The final chapter, the palladium of liberty, questions whether the legislated Act was a significant guardian for liberty or not: For the English, maybe; for the Irish, maybe not. The chapter traces the suspension of the writ on grounds of emergency in a series of countries – Canada, Jamaica, India – and also the then independent United States during its Civil War.  Whether in Quebec in the 1830s, England in the 1910s and 1920s, or Kenya in the 1950s, legislation prevented judges from examining the unfettered government detention of people by virtue of their apparent membership in a labelled group. Despite the legislation, some judges did try to stop unfettered detention. Justice Vallieres de Saint-Real tried but failed in Quebec.
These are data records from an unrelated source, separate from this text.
PR #354, opened 2018-04-27
Strip leading and trailing spaces from user's inputs

enricou:
*Issue:* If the user's input for the `cfncluster configure` command (e.g. VPC ID) contains trailing or leading spaces the next query for subnets fails with the message: _"No subnets found in region ..."_

*Description of changes:* The user input is sanitized removing both trailing and leading spaces and this makes the queries work in any case.


sean-smith:
I tested this with both python `2.6` and `3.6`. LGTM

PR #357, opened 2018-05-01
Change scale up threshold to 10

sean-smith:
## Background
The value was originally set to `200` because it referred to vcpus.
We've changed slurm and torque to look at number of nodes instead of vcpu's so
this value needs to change as well.

* Slurm https://github.com/awslabs/cfncluster-cookbook/pull/99
* Torque https://github.com/awslabs/cfncluster-cookbook/pull/102

### DIFF
--- a/cloudformation/cfncluster.cfn.json
+++ b/cloudformation/cfncluster.cfn.json
@@ -941,7 +941,7 @@
     "ScalingThreshold2" : {
       "Description" : "Threshold for triggering CloudWatch ScaleUp2 action",
       "Type" : "String",
-      "Default" : "200"
+      "Default" : "10"
     },
     "ScalingCooldown" : {
       "Description" : "Period in seconds to wait before allowing further scaling actions",


cloudformation/cfncluster.cfn.json
```diff
@@ -941,7 +941,7 @@
     "ScalingThreshold2" : {
       "Description" : "Threshold for triggering CloudWatch ScaleUp2 action",
       "Type" : "String",
-      "Default" : "200"
+      "Default" : "10"
```
mohanasudhan: Please modify cloudformation/cfncluster.cfn.yaml file when modifying json file. we haven't automated this process. we were thinking of having only one format in github and the release process should generate another format while pushing templates to s3 bucket.

lukeseawalker:
Can you please reflect this change in all the other references, for example:
- config template: 
`#scaling_threshold2 = 200`
- docs:
-- configuration.rst
 ```
Defaults to 200 for default template. ::

    scaling_threshold2 = 200
```
-- auto_scaling.png

PR #380, opened 2018-05-22
Add EC2 Describe Volumes Permission

sean-smith:
To fix a bug, we added logic to poll on the status of the EBS volume.
This requires "ec2:DescribeVolumes" permissions in the IAM role.
Since some customers provide their own role, I've added a warning in
the documentation about including the new permission.

### DIFF
--- a/README.rst
+++ b/README.rst
@@ -28,6 +28,10 @@ Please open a GitHub issue for any feedback or issues:
 https://github.com/awslabs/cfncluster.  There is also an active AWS
 HPC forum which may be helpful:https://forums.aws.amazon.com/forum.jspa?forumID=192.
 
+CfnCluster 1.5 IAM Change
+=========================
+Between CfnCluster 1.4.2 and 1.5.0 we made a change to the CfnClusterInstancePolicy that adds “ec2:DescribeVolumes” permissions. If you’re using a custom policy (e.g. you specify "ec2_iam_role" in your config) be sure it includes this new permission. See https://cfncluster.readthedocs.io/en/latest/iam.html
+
 CfnCluster 1.2 and Earlier
 ==========================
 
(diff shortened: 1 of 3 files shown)


docs/source/iam.rst
```diff
@@ -3,6 +3,10 @@
 IAM in CfnCluster
 ========================
 
+.. warning::
```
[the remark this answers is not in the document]
sean-smith: I'll move the warning. See https://cfncluster.readthedocs.io/en/latest/ami_customization.html for how the warning looks.

README.rst
```diff
@@ -28,6 +28,10 @@ Please open a GitHub issue for any feedback or issues:
 https://github.com/awslabs/cfncluster.  There is also an active AWS
 HPC forum which may be helpful:https://forums.aws.amazon.com/forum.jspa?forumID=192.
 
+CfnCluster 1.5 IAM Change
+=========================
+Between CfnCluster 1.4.2 and 1.5.0 we made a change to the CfnClusterInstancePolicy that adds “ec2:DescribeVolumes” permissions. If you’re using a custom policy (e.g. you specify "ec2_iam_role" in your config) you’ll need to make this change in your policy as well.
```
mauri-melato: I'd slightly reword it  to say that is not necessarily needed to change the policy if it already includes the required permissions, something like    "If you’re using a custom policy (...) be sure it already includes the new required permission or you’ll need to make this change in your policy as well"

docs/source/iam.rst
```diff
@@ -3,6 +3,10 @@
...
+    Between CfnCluster 1.4.2 and 1.5.0 we added a change to the `CfnClusterInstancePolicy` that adds "ec2:DescribeVolumes" permissions. If you're using a custom policy you'll need to make this change in your policy as well.
```
mauri-melato: same as comment above

README.rst
sean-smith: done

docs/source/iam.rst
sean-smith: ack

PR #383, opened 2018-05-23
Remove Cloudformation YAML template

enricou:
Signed-off-by: Enrico Usai <usai@amazon.com>


bwbarrett:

The Chapter concludes that the writ’s vigour may have peaked in 1780, but that the writ continues to influence public debate.

 

The book’s author notes with sadness that the writ, complete with its limits in times of national security or other necessity, has now moved into the international realm as text of ratified human rights treaties such as the European Convention on Human Rights and Freedoms. In 1952 Britain had ratified this European Convention and yet was able to issue a series of draconian colonial edicts in Kenya relating to the Mau Mau movement. If one stopped there, that would justify the book’s rather sad  conclusion about Habeas Corpus.

 

Looking over case law of the human rights treaty bodies from today, I see a picture which is slightly more hopeful. The adaptation of Habeas Corpus into the texts of several international treaties in and of itself transforms this instrument from a mixed bag of laws in former British colonies into a defined world- wide instrument. More than this, it comes with world-wide oversight – albeit weak oversight.  The book’s stories about the colonial governor detaining versus the colonial judge watching share some similarity with the treaty body examining a case of a person whom the government of a Nation State has decided to detain, but there are differences.

 

In 2012 the colonial era has past.  The European Court of Human Rights can now hear cases based on the European Convention on Human Rights and Freedoms. The Council of Europe has some political clout as a pin in the structures allowing European economic cooperation. The UN Human Rights Committee which interprets the UN Covenant on Civil and Political Rights is a bit weaker. Both these treaty bodies are arms-length from the Nation State.  Although national security can set some limits on the right to be brought promptly before a judge who will rule on the lawfulness of a person’s detention, mistaken decisions can go before the international treaty body. The treaty body itself will interpret the extent to which national security can limit the right. And before the treaty body, the “lawfulness” of a detention refers to international lawfulness and not any particular local law in the Nation State. 

 

Habeas Corpus has been transformed into a new global human rights protection which draws not on the fact that one is a subject of the King, but rather on the fact that one is a member of the people of the United Nations. The arms-length independence provides that some agency has the authority to call the State which detains to account and can call for release of a person - even if that agency lacks the power of the King to enforce its judgment.